**AVAILABLE DATA:**
○ ○ ○ ○ ○

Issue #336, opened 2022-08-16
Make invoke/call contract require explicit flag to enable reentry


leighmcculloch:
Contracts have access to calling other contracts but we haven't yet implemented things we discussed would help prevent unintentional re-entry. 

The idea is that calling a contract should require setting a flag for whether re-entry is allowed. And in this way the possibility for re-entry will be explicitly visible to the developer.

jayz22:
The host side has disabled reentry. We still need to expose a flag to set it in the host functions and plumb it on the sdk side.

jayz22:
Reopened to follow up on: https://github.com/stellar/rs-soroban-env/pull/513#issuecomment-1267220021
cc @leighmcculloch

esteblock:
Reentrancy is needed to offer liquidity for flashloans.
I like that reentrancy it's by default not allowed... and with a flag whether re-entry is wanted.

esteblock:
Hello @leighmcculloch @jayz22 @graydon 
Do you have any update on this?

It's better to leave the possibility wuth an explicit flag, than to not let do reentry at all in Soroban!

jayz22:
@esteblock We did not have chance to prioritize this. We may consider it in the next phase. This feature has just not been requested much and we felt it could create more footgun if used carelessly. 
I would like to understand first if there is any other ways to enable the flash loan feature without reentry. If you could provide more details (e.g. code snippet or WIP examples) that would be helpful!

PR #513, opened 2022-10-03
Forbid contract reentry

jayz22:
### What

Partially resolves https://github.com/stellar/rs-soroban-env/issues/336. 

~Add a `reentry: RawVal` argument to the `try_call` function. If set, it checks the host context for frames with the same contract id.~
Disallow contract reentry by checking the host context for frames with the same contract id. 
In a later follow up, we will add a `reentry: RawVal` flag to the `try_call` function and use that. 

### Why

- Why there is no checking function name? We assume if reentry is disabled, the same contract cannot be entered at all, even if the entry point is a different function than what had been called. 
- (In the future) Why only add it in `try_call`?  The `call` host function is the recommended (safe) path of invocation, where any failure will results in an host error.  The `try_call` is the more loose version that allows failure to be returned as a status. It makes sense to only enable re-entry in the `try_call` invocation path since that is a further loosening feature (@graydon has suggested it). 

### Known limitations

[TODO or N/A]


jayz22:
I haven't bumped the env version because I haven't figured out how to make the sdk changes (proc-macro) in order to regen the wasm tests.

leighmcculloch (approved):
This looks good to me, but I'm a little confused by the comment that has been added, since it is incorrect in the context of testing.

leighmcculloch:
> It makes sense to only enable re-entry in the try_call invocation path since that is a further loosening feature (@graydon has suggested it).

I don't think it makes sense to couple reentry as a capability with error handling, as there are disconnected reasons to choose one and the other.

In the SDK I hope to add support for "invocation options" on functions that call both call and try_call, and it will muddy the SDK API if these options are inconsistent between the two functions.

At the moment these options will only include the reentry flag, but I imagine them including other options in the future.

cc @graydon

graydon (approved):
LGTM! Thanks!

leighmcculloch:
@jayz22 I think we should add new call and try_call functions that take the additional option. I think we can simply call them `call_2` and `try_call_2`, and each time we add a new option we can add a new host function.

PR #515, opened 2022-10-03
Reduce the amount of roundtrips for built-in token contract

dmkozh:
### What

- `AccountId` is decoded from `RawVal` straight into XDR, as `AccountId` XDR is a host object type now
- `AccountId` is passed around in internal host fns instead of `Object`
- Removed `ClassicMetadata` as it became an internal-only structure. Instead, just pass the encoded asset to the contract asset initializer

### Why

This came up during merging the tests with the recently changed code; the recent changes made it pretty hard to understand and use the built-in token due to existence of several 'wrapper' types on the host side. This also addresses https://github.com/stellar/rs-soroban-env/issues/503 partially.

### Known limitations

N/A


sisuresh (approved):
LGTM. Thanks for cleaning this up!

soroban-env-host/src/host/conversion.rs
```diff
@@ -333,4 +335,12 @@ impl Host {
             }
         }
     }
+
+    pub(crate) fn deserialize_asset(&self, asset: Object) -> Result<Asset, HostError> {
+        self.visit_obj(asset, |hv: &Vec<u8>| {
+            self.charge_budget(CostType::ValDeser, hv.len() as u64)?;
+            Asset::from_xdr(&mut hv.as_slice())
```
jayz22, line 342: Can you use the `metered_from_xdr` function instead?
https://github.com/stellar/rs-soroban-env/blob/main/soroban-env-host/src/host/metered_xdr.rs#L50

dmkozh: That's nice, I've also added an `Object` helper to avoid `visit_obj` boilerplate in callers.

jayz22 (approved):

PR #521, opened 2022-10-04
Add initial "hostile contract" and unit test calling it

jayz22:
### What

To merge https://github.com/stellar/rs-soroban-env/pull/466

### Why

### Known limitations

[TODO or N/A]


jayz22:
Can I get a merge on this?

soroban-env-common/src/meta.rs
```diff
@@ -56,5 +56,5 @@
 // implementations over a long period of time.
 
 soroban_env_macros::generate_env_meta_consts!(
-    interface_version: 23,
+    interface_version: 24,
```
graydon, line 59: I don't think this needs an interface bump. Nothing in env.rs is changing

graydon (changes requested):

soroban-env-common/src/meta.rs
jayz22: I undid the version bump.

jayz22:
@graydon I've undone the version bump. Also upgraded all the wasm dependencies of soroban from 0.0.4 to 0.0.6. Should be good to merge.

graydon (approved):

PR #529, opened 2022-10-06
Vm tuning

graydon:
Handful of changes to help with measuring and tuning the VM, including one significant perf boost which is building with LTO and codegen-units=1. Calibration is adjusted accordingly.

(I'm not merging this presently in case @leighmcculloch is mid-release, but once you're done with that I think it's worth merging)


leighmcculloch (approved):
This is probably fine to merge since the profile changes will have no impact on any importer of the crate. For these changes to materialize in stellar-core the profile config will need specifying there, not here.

○ ○ ○ ○ ○

**PROBLEM:** Scan the material above for the string "could". Copy each line that holds it.

**RESPONSE FOR THIS EXERCISE:**
@esteblock We did not have chance to prioritize this. We may consider it in the next phase. This feature has just not been requested much and we felt it could create more footgun if used carelessly. 
I would like to understand first if there is any other ways to enable the flash loan feature without reentry. If you could provide more details (e.g. code snippet or WIP examples) that would be helpful!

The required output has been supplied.